In questo senso si è espressa la Corte di Cassazione civile con ordinanza 23080 del 22.10.2020 con la quale ha sostenuto che "in tema di IVA, l’Amministrazione finanziaria contestando che la fatturazione attenga ad operazioni soggettivamente inesistenti, inserite nell’ambito di una frode carosello, sebbene abbia l’onere di provare, non solo l’oggettiva fittizietà del fornitore, ma anche la consapevolezza del destinatario che l'operazione si inseriva in una evasione dell'imposta, comunque la dimostrazione dell’elemento psicologico può dedursi, anche in via presuntiva, in base ad elementi oggettivi e specifici, che il contribuente era a conoscenza, o avrebbe dovuto esserlo, usando l’ordinaria diligenza in ragione della qualità professionale ricoperta, della sostanziale inesistenza del contraente fornitore".
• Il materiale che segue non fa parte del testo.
PR #143, opened 2021-05-05
Moving libraries and entitle.sh into /usr/local/bin

dagrayvid:


build/root/usr/local/bin/entitle.sh
```diff
@@ -12,9 +16,6 @@ extract_entitlement_key() {
         > "$key"
 }
 
-THIS_DIR="$( cd "$( dirname "${BASH_SOURCE[0]}" )" >/dev/null 2>&1 && pwd )"
-cd ${THIS_DIR}/../..
-
```
kpouget, line 17: the file cannot work without something like this:
```
toolbox/entitlement/test.sh
```

this assumes that we are in the `ci-artifacts` main directory
... but actually, maybe we are, as it's also `$HOME` ...

Could you add something like this:
```

if ! [ -f toolbox/entitlement/test.sh ]; then
  echo "FATAL: entitlement scripts not found in $PWD/toolbox/entitlement/"
  echo "INFO: $0 is intended only for running in the 'OpenShift PSAP CI artifacts' image. (INSIDE_CI_IMAGE=$INSIDE_CI_IMAGE)"
  exit 1
fi

```

build/root/usr/local/bin/run
```diff
@@ -103,25 +103,23 @@ fi
 
 set -x
 
-ENTRY_LIB_DIR="/var/lib/ci-artifacts/entrypoints.d"
 case ${target} in
     "gpu-operator")
-        $ENTRY_LIB_DIR/gpu_operator_run_libs.sh "$action" "$@"
```
kpouget, line 109: what do you think about these names?
```
ci_entrypoint_gpu-operator.sh
ci_entrypoint_sro.sh
ci_entrypoint_cluster.sh
```

kpouget (changes requested):
thanks for the PR David, just a few nits to fix and that should be good

I prefer this organization with `entitle.sh` inside the `build/root` instead of the toolbox:)

kpouget:
/lgtm
/approve

thanks for updating it :)

PR #158, opened 2021-05-17
gpu_operator_set_repo-config: fix RHEL 8.4-beta repo-list

kpouget:
I faced 3 issues to get RHEL 8.4 beta repo-list to work as expected in
the GPU Operator driver-container:

a) the driver-container script tries to disable some repo, so if the
file is readonly, it fails (https://gitlab.com/nvidia/container-images/driver/-/issues/25)

b) it needs packages not available in the beta mirror, so these extra
repo must be available, eg (from install of `kernel-devel`):

```
perl-Encode              x86_64  4:2.97-3.el8                            rhel-8-beta-baseos-rpms           1.5 M
perl-Digest-MD5          x86_64  2.55-396.el8                            rhel-8-for-x86_64-appstream-rpms   37 k
openssl                  x86_64  1:1.1.1g-15.el8_3                       rhel-8-for-x86_64-baseos-rpms     707 k
```

c) the default repo cannot be fetched AFAIU, so they need to be masked
--> mount the file in `/etc/yum.repos.d` and force `rhelver=8.3` in the repo URL

### DIFF
--- a/roles/gpu_operator_set_repo-config/tasks/main.yml
+++ b/roles/gpu_operator_set_repo-config/tasks/main.yml
@@ -33,7 +33,6 @@
         [rhel-8-beta-baseos-rpms]
         name = Red Hat Enterprise Linux 8 Beta BaseOS (RPMs)
         baseurl = https://mirror.openshift.com/enterprise/reposync/ci-deps/rhel-8-beta-baseos-rpms/
-        failovermethod = priority
         gpgcheck = 0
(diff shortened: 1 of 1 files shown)


kpouget:
/approve

@dagrayvid this PR modify only the repo-list of RHEL 8.4-beta (OCP 4.8) which is currently broken, so no need to test it before merging

... and hopefully it will fix it :)

dagrayvid:
Makes sense
/lgtm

Dimostrando l’attenzione nella valutazione non solo della prospettiva commerciale ma anche degli stessi interlocutori (soggetto fornitore e soggetto acquirente), nonché la predisposizione e l’applicazione di una procedura operativa che garantisca sull’effettività dell’operazione commerciale stessa (es. esistenza della merce, effettiva spedizione e consegna etc) è possibile, quindi, dimostrare sia in sede penale che in sede tributaria la buona fede della società, suo malgrado coinvolta inconsapevolmente in un frode a carosello.
[1] Si ricorda che gli Stati Membri contribuiscono alle risorse proprie del bilancio comunitario in proporzione all’IVA introitata [2] Una variante di questo schema può essere rappresentata da un missing trader (B) che invece di effettuare un acquisto intracomunitario proceda all’estrazione di merci extracomunitarie dai depositi IVA istituiti con D. L. 331/93, art. 50 bis e le rivenda successivamente al broker (C).